* **TASK MATERIAL**
PR #585, opened 2015-06-01
Misc bug fixes

BrettASwift:
@kadst43 @AmbientOSX 

Fixes for Blockly bugs in scenario 2 and a fix for checking `surroundingTiles`. Sometimes it was `null` and `null !== undefined` is true. Converted to a boolean to make the check more robust.


AmbientOSX:
:+1:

* **EXERCISE OBJECTIVE**
Transcribe the data above exactly as it reads.

* **TASK SOLUTION**
PR #585, opened 2015-06-01
Misc bug fixes

BrettASwift:
@kadst43 @AmbientOSX 

Fixes for Blockly bugs in scenario 2 and a fix for checking `surroundingTiles`. Sometimes it was `null` and `null !== undefined` is true. Converted to a boolean to make the check more robust.


AmbientOSX:
:+1:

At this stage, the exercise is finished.